W połowie 2010 roku Piotr Świerczewski zdecydował się zakończyć piłkarską karierę. Podczas niej zdobył srebrny medal igrzysk olimpijskich 1992 w Barcelonie, a najcenniejszym sukcesem klubowym był triumf w Pucharze Intertoto w 1997 jako zawodnik SC Bastia.
Świerczewski pozostał jednak przy sporcie. Pracował już jako trener, dyrektor sportowy czy asystent selekcjonera polskiej kadry U-21. Z kolei pod koniec 2019 roku zadebiutował we freakfightach.
Teraz z kolei były reprezentant Polski przygotowuje się do debiutu w zupełnie nowej roli.
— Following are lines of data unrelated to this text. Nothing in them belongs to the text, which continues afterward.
Issue #1599, opened 2023-01-01
FP_PDN_MACRO_HOOKS: No warning/error if instance does not exist


mole99:
### Description

Currently, no warning or error is issued if an instance specified in `FP_PDN_MACRO_HOOKS` does not exist.

For example, with the following entries for [caravel_user_project](https://github.com/efabless/caravel_user_project) the flow will complete successfully, even though `aaaa` does not exist as an instance.

```
"FP_PDN_MACRO_HOOKS": [
    "mprj vccd1 vssd1 vccd1 vssd1,",
    "aaaa vccd1 vssd1 vccd1 vssd1"
],
```

In this obvious case, the wrong entry can be easily spotted. But with subtle typos, it may take a while to find the actual problem.

### Proposal

Check if the modules specified in `FP_PDN_MACRO_HOOKS` actually exist. If not, issue a warning or an error.

d-m-bailey:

W niedzielę, 15 września wystąpi w nowej edycji "Tańca z Gwiazdami". Jego partnerką została Izabela Skierska.
ZOBACZ WIDEO: #dziejesiewsporcie: Niezwykłe spotkanie Roberta Lewandowskiego
O przygotowaniach do "TzG" Świerczewski opowiedział w rozmowie z "Super Expressem". - Sport to rozrywka i taniec to też rozrywka. Prawda jest taka, że nie za bardzo jestem zadowolony ze swoich postępów, bo jestem trochę za ciężki w tym wszystkim. Nie płynę, tańcząc. Tylko, kurde, rzeźbię. Może to dobre czucie przyjdzie z czasem - wyznał.
Były reprezentant Polski miał okazję zaprezentować się widowni w programie "Celebrity Splash!". Wówczas nie udało mu się zwyciężyć i teraz zdaje sobie sprawę, że ciężko będzie zdobyć kryształową kulę.
- Mam poczucie humoru i się nie przejmuję, jak odpadnę, to odpadnę. Mam nadzieję, że ludzie będą trzymać kciuki, ale też wysyłać na mnie smsy - dodał.
Pierwszy odcinek jesiennej odsłony "Tańca z Gwiazdami" odbędzie się w niedzielę o godzinie 20:00. Byłego piłkarza w akcji będzie można zobaczyć na Polsacie.